PR #686, opened 2026-07-30
Add server_request_id into InferenceInfo for end-to-end request lifecycle tracking

### LINKED ISSUE #685: Add Server Request ID in per_request_lifecycle_metrics.json

When using inference-perf with `per_request` flag, it should also track and report the request used by the router/model server.

**Why is this needed**:

When benchmarking LLM deployments across complex routing and inference topologies (e.g., `llm-d-router`, `vLLM`, `SGLang`), tracking a request's lifecycle end-to-end is critical for performance debugging and telemetry analysis. Such tracking is needed in cases as https://github.com/llm-d/llm-d-router/pull/1459.

The primary objective of propagating `server_request_id` through the inference-perf metric pipeline is to enable complete end-to-end request lifecycle visibility:

- **End-to-End Latency & Metric Attribution:** Correlate client-side per-request metrics (e.g., TTFT, TPOT, ITL, scheduling delay) directly with corresponding request logs, traces, and metrics generated by server-side infrastructure.
- **Routing & Scheduling Transparency:** Observe downstream scheduling decisions made by intelligent load balancers/routers (e.g., `llm-d-router` prompt cache-aware routing, session affinity, worker allocation) and internal model server schedulers (e.g., `vLLM` KV cache evictions, preemptions, chunked prefill iterations).
- **Cross-Component Identifier Preservation:** Both intelligent routers (such as `llm-d-router`) and downstream model servers (such as `vLLM`) preserve and forward the same unique request ID string throughout the entire request processing lifecycle.
- **Anomalous Latency & Failure Root Cause Analysis:** Seamlessly isolate anomalous tail latencies, timeouts, or HTTP/RPC failures in client reports and cross-reference them against matching server logs.

azamikram:
**What type of PR is this?**

/kind feature

Add `server_request_id` for reporting the id used by the router or the model server when `per_request` is enabled.

- vLLM by default puts the request id in response's `id` field.
- vLLM also support [`enable-request-id-headers`](https://docs.vllm.ai/en/latest/serving/online_serving/openai_compatible_server/#extra-http-headers) that adds the request id in `x-request-id` header.  Same goes for an [Envoy proxy](https://www.envoyproxy.io/docs/envoy/latest/configuration/http/http_conn_man/headers#x-request-id) as well.
- Anthropic puts the [request id in `data.message.id`](https://platform.claude.com/docs/en/build-with-claude/streaming) instead.

Sample output of `per_request_lifecycle_metrics.json`:

```json
[
  {
    "start_time": 1747067908.123,
    "end_time": 1747067909.456,
    "request": "...",
    "response": "...",
    "info": {
      "server_request_id": "chatcmpl-a1b2c3d4",
      "request_metrics": {},
      "response_metrics": {},
      "extra_info": {},
      "lora_adapter": null,
      "labels": {}
    },
    "error": null
  }
]
```

Fixes #685 

Add `server_request_id` to a request's `info` field when `per_request` is enabled.


inference_perf/datagen/replay_graph_session_datagen.py
```diff
@@ -1067,11 +1068,13 @@ async def process_response(
                 raw_content,
                 response_chunks,
                 server_usage,
+                server_request_id,
             ) = await parse_anthropic_stream_response(response)
             input_tokens = (server_usage or {}).get("input_tokens")
             output_tokens = (server_usage or {}).get("output_tokens")
             output_len = int(output_tokens) if output_tokens is not None else tokenizer.count_tokens(output_text)
             base_info = InferenceInfo(
+                server_request_id=server_request_id,
```
kaushikmitr, line 1077: the streaming branch sets server_request_id on base_info, but the returned SessionInferenceInfo (built ~line 1119) copies only request_metrics, response_metrics, lora_adapter, and extra_info — so the ID is always lost. Add server_request_id=base_info.server_request_id to the final constructor, and add a test for this path.

inference_perf/datagen/replay_graph_session_datagen.py
kaushikmitr, line 948: data available but never read data.get("id") or the x-request-id heade unlike the equivalent unary paths in chat.py / completion.py / anthropic_messages.py Non-streaming replays will report no ID

inference_perf/apis/completion.py
```diff
@@ -77,17 +78,24 @@ async def process_response(
             )
         else:
             data = await response.json()
+            server_request_id = data.get("id")
```
kaushikmitr, line 81: Unchecked data.get("id") can crash request processing
The JSON path assigns data.get("id") without a type check (the header path does check isinstance(val, str)). A server returning a non-string id (e.g. numeric) flows into the Pydantic Optional[str] field and raises ValidationError, failing the whole request. Guard with isinstance(..., str) or coerce via str(...) in all paths. Applies to other apis as well

inference_perf/datagen/replay/replay_graph_session_datagen.py
```diff
@@ -1067,11 +1068,13 @@ async def process_response(
                 raw_content,
                 response_chunks,
                 server_usage,
+                server_request_id,
             ) = await parse_anthropic_stream_response(response)
             input_tokens = (server_usage or {}).get("input_tokens")
             output_tokens = (server_usage or {}).get("output_tokens")
             output_len = int(output_tokens) if output_tokens is not None else tokenizer.count_tokens(output_text)
             base_info = InferenceInfo(
+                server_request_id=server_request_id,
```
azamikram: Done

inference_perf/datagen/replay_graph_session_datagen.py
azamikram: Done

inference_perf/apis/completion.py
azamikram: Added a dedicated function to safely retrieve the request id from the response.

azamikram:
@kaushikmitr, addressed your comments and added details tests as well. Ready for review now. Thanks!

Bslabe123:
Re-reviewed at 66c3123. All three of @kaushikmitr's points are fixed in the code, and the third was not hypothetical: pydantic v2 smart mode rejects an `int` for `Optional[str]`, so a numeric `id` really would have raised `ValidationError`. `extract_server_request_id` (`apis/base.py:184`) stringifies str and int, rejects bool and strips blanks, and is used at all 8 call sites; the only remaining raw `data.get("id")` in the tree is inside it. The API matrix has no holes, and an absent id stays `None` rather than becoming an empty-string sentinel. Merges cleanly, `tests/required` 614 passed locally since CI has not run.

**One ask: two of the three fixes can be reintroduced today with CI green.** I mutated each finding back in over a 336-test subset:

| Mutation | Result |
| --- | --- |
| Drop `server_request_id` from the `SessionInferenceInfo` copy (finding 1, verbatim) | **survives** |
| `:946` stops reading the id (finding 2, verbatim) | **survives** |
| `:1138` anthropic twin stops reading it | **survives** |
| Completion bypasses the helper (finding 3) | caught |
| Helper loses its type guard | caught |
| Chat or anthropic bypasses the helper | caught |
| Streaming drops the header fallback | caught |

That is the shape of #564: the value is simply absent, nothing raises, and nobody notices until someone tries to correlate a trace against server logs. The original comment asked for the fix and a test for that path; the fix landed, the test did not. The scaffolding already exists at `tests/required/apis/test_anthropic_messages.py:228`, and four assertions on top of it kill all five surviving replay mutations.

**Non-blocking**

- `openai_client.py:545-550`, the header backfill, is unpinned too (that mutation also survives), and it is the only thing that attaches an id to a **failed** request, which is #685's headline use case. Fine as a follow-up.
- The id lands in native JSON reports only, and is not on the OTEL span despite trace correlation being the motivation in #685. Ordering trap if you pick that up: `_record_otel_metrics` runs at `openai_client.py:524`, before the backfill at `:543`.
- `extract_server_request_id` takes `Any` in a `mypy --strict` repo; `ClientResponse` is already imported at `base.py:17`, so tightening the signature is free.
- Nothing documents the new field. The explanation in the PR description deserves a home in `docs/reports.md`.
- `pdm run format` please: `anthropic_messages.py:279`, `streaming_parser.py:131`, trailing newlines in two tests. `pdm run validate` runs `ruff format` without `--check`, so CI will not flag it.
- The `hasattr` ladder at `base.py:209-216` is dead code in production, there only for dict-based test mocks.
- Anthropic's response header is `request-id`, not `x-request-id` (`base.py:189` docstring). Moot since the body path covers it.

`/lgtm` once the replay assertions are in. Thanks for turning the first round around quickly.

--*--

**TASK DETAILS:** Your answer should repeat every entry exactly.

**WORKED SOLUTION:**
PR #686, opened 2026-07-30
Add server_request_id into InferenceInfo for end-to-end request lifecycle tracking

### LINKED ISSUE #685: Add Server Request ID in per_request_lifecycle_metrics.json

When using inference-perf with `per_request` flag, it should also track and report the request used by the router/model server.

**Why is this needed**:

When benchmarking LLM deployments across complex routing and inference topologies (e.g., `llm-d-router`, `vLLM`, `SGLang`), tracking a request's lifecycle end-to-end is critical for performance debugging and telemetry analysis. Such tracking is needed in cases as https://github.com/llm-d/llm-d-router/pull/1459.

The primary objective of propagating `server_request_id` through the inference-perf metric pipeline is to enable complete end-to-end request lifecycle visibility:

- **End-to-End Latency & Metric Attribution:** Correlate client-side per-request metrics (e.g., TTFT, TPOT, ITL, scheduling delay) directly with corresponding request logs, traces, and metrics generated by server-side infrastructure.
- **Routing & Scheduling Transparency:** Observe downstream scheduling decisions made by intelligent load balancers/routers (e.g., `llm-d-router` prompt cache-aware routing, session affinity, worker allocation) and internal model server schedulers (e.g., `vLLM` KV cache evictions, preemptions, chunked prefill iterations).
- **Cross-Component Identifier Preservation:** Both intelligent routers (such as `llm-d-router`) and downstream model servers (such as `vLLM`) preserve and forward the same unique request ID string throughout the entire request processing lifecycle.
- **Anomalous Latency & Failure Root Cause Analysis:** Seamlessly isolate anomalous tail latencies, timeouts, or HTTP/RPC failures in client reports and cross-reference them against matching server logs.

azamikram:
**What type of PR is this?**

/kind feature

Add `server_request_id` for reporting the id used by the router or the model server when `per_request` is enabled.

- vLLM by default puts the request id in response's `id` field.
- vLLM also support [`enable-request-id-headers`](https://docs.vllm.ai/en/latest/serving/online_serving/openai_compatible_server/#extra-http-headers) that adds the request id in `x-request-id` header.  Same goes for an [Envoy proxy](https://www.envoyproxy.io/docs/envoy/latest/configuration/http/http_conn_man/headers#x-request-id) as well.
- Anthropic puts the [request id in `data.message.id`](https://platform.claude.com/docs/en/build-with-claude/streaming) instead.

Sample output of `per_request_lifecycle_metrics.json`:

```json
[
  {
    "start_time": 1747067908.123,
    "end_time": 1747067909.456,
    "request": "...",
    "response": "...",
    "info": {
      "server_request_id": "chatcmpl-a1b2c3d4",
      "request_metrics": {},
      "response_metrics": {},
      "extra_info": {},
      "lora_adapter": null,
      "labels": {}
    },
    "error": null
  }
]
```

Fixes #685 

Add `server_request_id` to a request's `info` field when `per_request` is enabled.


inference_perf/datagen/replay_graph_session_datagen.py
```diff
@@ -1067,11 +1068,13 @@ async def process_response(
                 raw_content,
                 response_chunks,
                 server_usage,
+                server_request_id,
             ) = await parse_anthropic_stream_response(response)
             input_tokens = (server_usage or {}).get("input_tokens")
             output_tokens = (server_usage or {}).get("output_tokens")
             output_len = int(output_tokens) if output_tokens is not None else tokenizer.count_tokens(output_text)
             base_info = InferenceInfo(
+                server_request_id=server_request_id,
```
kaushikmitr, line 1077: the streaming branch sets server_request_id on base_info, but the returned SessionInferenceInfo (built ~line 1119) copies only request_metrics, response_metrics, lora_adapter, and extra_info — so the ID is always lost. Add server_request_id=base_info.server_request_id to the final constructor, and add a test for this path.

inference_perf/datagen/replay_graph_session_datagen.py
kaushikmitr, line 948: data available but never read data.get("id") or the x-request-id heade unlike the equivalent unary paths in chat.py / completion.py / anthropic_messages.py Non-streaming replays will report no ID

inference_perf/apis/completion.py
```diff
@@ -77,17 +78,24 @@ async def process_response(
             )
         else:
             data = await response.json()
+            server_request_id = data.get("id")
```
kaushikmitr, line 81: Unchecked data.get("id") can crash request processing
The JSON path assigns data.get("id") without a type check (the header path does check isinstance(val, str)). A server returning a non-string id (e.g. numeric) flows into the Pydantic Optional[str] field and raises ValidationError, failing the whole request. Guard with isinstance(..., str) or coerce via str(...) in all paths. Applies to other apis as well

inference_perf/datagen/replay/replay_graph_session_datagen.py
```diff
@@ -1067,11 +1068,13 @@ async def process_response(
                 raw_content,
                 response_chunks,
                 server_usage,
+                server_request_id,
             ) = await parse_anthropic_stream_response(response)
             input_tokens = (server_usage or {}).get("input_tokens")
             output_tokens = (server_usage or {}).get("output_tokens")
             output_len = int(output_tokens) if output_tokens is not None else tokenizer.count_tokens(output_text)
             base_info = InferenceInfo(
+                server_request_id=server_request_id,
```
azamikram: Done

inference_perf/datagen/replay_graph_session_datagen.py
azamikram: Done

inference_perf/apis/completion.py
azamikram: Added a dedicated function to safely retrieve the request id from the response.

azamikram:
@kaushikmitr, addressed your comments and added details tests as well. Ready for review now. Thanks!

Bslabe123:
Re-reviewed at 66c3123. All three of @kaushikmitr's points are fixed in the code, and the third was not hypothetical: pydantic v2 smart mode rejects an `int` for `Optional[str]`, so a numeric `id` really would have raised `ValidationError`. `extract_server_request_id` (`apis/base.py:184`) stringifies str and int, rejects bool and strips blanks, and is used at all 8 call sites; the only remaining raw `data.get("id")` in the tree is inside it. The API matrix has no holes, and an absent id stays `None` rather than becoming an empty-string sentinel. Merges cleanly, `tests/required` 614 passed locally since CI has not run.

**One ask: two of the three fixes can be reintroduced today with CI green.** I mutated each finding back in over a 336-test subset:

| Mutation | Result |
| --- | --- |
| Drop `server_request_id` from the `SessionInferenceInfo` copy (finding 1, verbatim) | **survives** |
| `:946` stops reading the id (finding 2, verbatim) | **survives** |
| `:1138` anthropic twin stops reading it | **survives** |
| Completion bypasses the helper (finding 3) | caught |
| Helper loses its type guard | caught |
| Chat or anthropic bypasses the helper | caught |
| Streaming drops the header fallback | caught |

That is the shape of #564: the value is simply absent, nothing raises, and nobody notices until someone tries to correlate a trace against server logs. The original comment asked for the fix and a test for that path; the fix landed, the test did not. The scaffolding already exists at `tests/required/apis/test_anthropic_messages.py:228`, and four assertions on top of it kill all five surviving replay mutations.

**Non-blocking**

- `openai_client.py:545-550`, the header backfill, is unpinned too (that mutation also survives), and it is the only thing that attaches an id to a **failed** request, which is #685's headline use case. Fine as a follow-up.
- The id lands in native JSON reports only, and is not on the OTEL span despite trace correlation being the motivation in #685. Ordering trap if you pick that up: `_record_otel_metrics` runs at `openai_client.py:524`, before the backfill at `:543`.
- `extract_server_request_id` takes `Any` in a `mypy --strict` repo; `ClientResponse` is already imported at `base.py:17`, so tightening the signature is free.
- Nothing documents the new field. The explanation in the PR description deserves a home in `docs/reports.md`.
- `pdm run format` please: `anthropic_messages.py:279`, `streaming_parser.py:131`, trailing newlines in two tests. `pdm run validate` runs `ruff format` without `--check`, so CI will not flag it.
- The `hasattr` ladder at `base.py:209-216` is dead code in production, there only for dict-based test mocks.
- Anthropic's response header is `request-id`, not `x-request-id` (`base.py:189` docstring). Moot since the body path covers it.

`/lgtm` once the replay assertions are in. Thanks for turning the first round around quickly.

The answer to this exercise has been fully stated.